AIM OF THE EXERCISE: Starting at the first line of the listing below and ending at the line with "while @bdilly has", copy each line exactly.

RECORDS SUPPLIED:
========

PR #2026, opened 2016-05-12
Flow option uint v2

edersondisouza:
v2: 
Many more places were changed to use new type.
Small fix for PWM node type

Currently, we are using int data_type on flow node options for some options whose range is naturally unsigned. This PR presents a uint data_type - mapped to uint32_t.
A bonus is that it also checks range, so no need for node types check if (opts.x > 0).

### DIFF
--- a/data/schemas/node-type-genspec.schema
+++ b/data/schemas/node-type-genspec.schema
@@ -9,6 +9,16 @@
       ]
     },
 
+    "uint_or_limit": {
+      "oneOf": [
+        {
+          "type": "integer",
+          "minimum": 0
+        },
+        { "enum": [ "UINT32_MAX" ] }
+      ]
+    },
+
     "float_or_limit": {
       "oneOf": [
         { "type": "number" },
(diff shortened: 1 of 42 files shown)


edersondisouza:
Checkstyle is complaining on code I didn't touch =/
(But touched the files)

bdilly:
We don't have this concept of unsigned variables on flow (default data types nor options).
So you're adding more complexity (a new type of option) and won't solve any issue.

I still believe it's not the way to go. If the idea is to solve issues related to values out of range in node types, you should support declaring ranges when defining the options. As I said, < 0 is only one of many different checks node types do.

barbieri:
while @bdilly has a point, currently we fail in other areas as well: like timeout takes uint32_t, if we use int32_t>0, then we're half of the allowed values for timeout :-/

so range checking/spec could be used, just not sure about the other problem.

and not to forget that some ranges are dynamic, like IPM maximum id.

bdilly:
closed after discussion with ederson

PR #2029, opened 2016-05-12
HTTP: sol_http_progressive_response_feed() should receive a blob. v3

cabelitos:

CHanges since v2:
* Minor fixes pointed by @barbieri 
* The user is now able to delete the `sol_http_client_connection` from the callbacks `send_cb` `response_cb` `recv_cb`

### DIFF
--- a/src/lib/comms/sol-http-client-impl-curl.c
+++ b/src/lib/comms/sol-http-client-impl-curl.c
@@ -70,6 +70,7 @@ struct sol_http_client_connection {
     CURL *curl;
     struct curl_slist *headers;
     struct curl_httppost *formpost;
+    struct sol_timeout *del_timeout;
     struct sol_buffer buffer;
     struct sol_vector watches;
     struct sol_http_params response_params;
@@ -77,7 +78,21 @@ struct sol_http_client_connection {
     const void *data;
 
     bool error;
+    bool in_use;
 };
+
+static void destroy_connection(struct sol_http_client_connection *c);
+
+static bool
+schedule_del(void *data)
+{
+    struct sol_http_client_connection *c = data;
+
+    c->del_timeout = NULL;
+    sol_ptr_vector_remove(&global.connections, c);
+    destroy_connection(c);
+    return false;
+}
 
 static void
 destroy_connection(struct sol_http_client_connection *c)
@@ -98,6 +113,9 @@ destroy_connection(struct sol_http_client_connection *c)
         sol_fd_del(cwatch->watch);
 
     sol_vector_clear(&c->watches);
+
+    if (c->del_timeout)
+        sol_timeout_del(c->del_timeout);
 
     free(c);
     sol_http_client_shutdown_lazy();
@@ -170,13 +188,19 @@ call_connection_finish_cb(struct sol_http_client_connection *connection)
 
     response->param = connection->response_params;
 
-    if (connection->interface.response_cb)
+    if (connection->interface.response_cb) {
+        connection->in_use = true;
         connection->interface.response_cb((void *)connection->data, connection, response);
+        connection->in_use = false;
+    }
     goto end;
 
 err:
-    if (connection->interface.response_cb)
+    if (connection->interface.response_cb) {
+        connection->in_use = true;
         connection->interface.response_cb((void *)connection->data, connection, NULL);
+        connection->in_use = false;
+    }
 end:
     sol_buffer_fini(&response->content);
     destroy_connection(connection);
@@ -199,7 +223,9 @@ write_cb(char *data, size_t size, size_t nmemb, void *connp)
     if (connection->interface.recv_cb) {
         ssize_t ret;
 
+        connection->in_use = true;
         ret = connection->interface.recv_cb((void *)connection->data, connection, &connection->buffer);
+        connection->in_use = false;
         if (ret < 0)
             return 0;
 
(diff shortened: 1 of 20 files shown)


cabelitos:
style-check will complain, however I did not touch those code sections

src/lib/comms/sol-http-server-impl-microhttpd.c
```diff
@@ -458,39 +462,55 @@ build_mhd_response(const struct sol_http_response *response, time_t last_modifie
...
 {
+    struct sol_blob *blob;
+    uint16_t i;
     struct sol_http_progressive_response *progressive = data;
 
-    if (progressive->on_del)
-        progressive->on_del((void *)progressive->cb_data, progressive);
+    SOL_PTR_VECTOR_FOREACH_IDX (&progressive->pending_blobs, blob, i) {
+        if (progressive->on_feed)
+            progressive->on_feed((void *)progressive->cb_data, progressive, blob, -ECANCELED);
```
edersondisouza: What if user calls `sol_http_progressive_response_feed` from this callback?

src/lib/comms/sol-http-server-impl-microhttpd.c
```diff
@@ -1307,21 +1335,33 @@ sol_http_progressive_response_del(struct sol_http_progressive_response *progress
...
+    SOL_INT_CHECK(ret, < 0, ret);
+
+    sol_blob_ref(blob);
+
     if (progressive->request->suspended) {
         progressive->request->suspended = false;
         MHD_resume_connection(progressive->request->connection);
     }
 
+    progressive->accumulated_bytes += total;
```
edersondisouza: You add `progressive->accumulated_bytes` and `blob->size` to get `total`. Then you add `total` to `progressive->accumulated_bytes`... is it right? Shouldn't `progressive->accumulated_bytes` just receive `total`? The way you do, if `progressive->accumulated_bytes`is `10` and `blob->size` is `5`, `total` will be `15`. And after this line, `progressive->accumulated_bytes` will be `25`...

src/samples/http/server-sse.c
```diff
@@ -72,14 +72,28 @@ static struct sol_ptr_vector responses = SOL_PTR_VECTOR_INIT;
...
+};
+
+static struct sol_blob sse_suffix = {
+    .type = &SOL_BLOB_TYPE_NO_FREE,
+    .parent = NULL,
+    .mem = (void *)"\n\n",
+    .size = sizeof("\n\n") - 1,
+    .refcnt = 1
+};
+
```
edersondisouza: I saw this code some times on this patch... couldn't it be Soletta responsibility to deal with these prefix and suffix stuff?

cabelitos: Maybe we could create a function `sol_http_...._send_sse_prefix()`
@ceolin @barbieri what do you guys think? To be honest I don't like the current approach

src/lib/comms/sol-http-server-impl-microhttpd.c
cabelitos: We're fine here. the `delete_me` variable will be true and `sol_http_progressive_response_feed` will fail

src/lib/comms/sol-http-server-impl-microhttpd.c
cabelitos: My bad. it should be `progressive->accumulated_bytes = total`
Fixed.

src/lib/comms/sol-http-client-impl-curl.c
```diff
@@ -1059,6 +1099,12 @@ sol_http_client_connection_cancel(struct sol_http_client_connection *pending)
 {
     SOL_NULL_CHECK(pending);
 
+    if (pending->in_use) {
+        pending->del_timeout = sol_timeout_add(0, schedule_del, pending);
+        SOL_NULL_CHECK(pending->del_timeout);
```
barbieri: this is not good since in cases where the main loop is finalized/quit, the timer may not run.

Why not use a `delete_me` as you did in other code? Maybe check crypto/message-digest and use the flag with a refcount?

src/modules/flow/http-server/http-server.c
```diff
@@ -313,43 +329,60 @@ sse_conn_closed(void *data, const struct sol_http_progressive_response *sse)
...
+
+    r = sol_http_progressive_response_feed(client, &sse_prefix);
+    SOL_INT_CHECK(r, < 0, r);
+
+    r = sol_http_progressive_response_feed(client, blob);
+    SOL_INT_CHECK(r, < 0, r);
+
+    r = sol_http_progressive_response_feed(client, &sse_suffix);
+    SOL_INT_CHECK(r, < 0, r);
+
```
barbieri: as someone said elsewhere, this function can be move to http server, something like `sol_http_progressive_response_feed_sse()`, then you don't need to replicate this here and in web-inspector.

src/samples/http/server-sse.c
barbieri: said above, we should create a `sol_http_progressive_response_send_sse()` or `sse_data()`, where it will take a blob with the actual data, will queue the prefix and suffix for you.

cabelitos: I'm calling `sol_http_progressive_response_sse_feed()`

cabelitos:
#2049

========

TASK SOLUTION:
PR #2026, opened 2016-05-12
Flow option uint v2

edersondisouza:
v2: 
Many more places were changed to use new type.
Small fix for PWM node type

Currently, we are using int data_type on flow node options for some options whose range is naturally unsigned. This PR presents a uint data_type - mapped to uint32_t.
A bonus is that it also checks range, so no need for node types check if (opts.x > 0).

### DIFF
--- a/data/schemas/node-type-genspec.schema
+++ b/data/schemas/node-type-genspec.schema
@@ -9,6 +9,16 @@
       ]
     },
 
+    "uint_or_limit": {
+      "oneOf": [
+        {
+          "type": "integer",
+          "minimum": 0
+        },
+        { "enum": [ "UINT32_MAX" ] }
+      ]
+    },
+
     "float_or_limit": {
       "oneOf": [
         { "type": "number" },
(diff shortened: 1 of 42 files shown)


edersondisouza:
Checkstyle is complaining on code I didn't touch =/
(But touched the files)

bdilly:
We don't have this concept of unsigned variables on flow (default data types nor options).
So you're adding more complexity (a new type of option) and won't solve any issue.

I still believe it's not the way to go. If the idea is to solve issues related to values out of range in node types, you should support declaring ranges when defining the options. As I said, < 0 is only one of many different checks node types do.

barbieri:
while @bdilly has a point, currently we fail in other areas as well: like timeout takes uint32_t, if we use int32_t>0, then we're half of the allowed values for timeout :-/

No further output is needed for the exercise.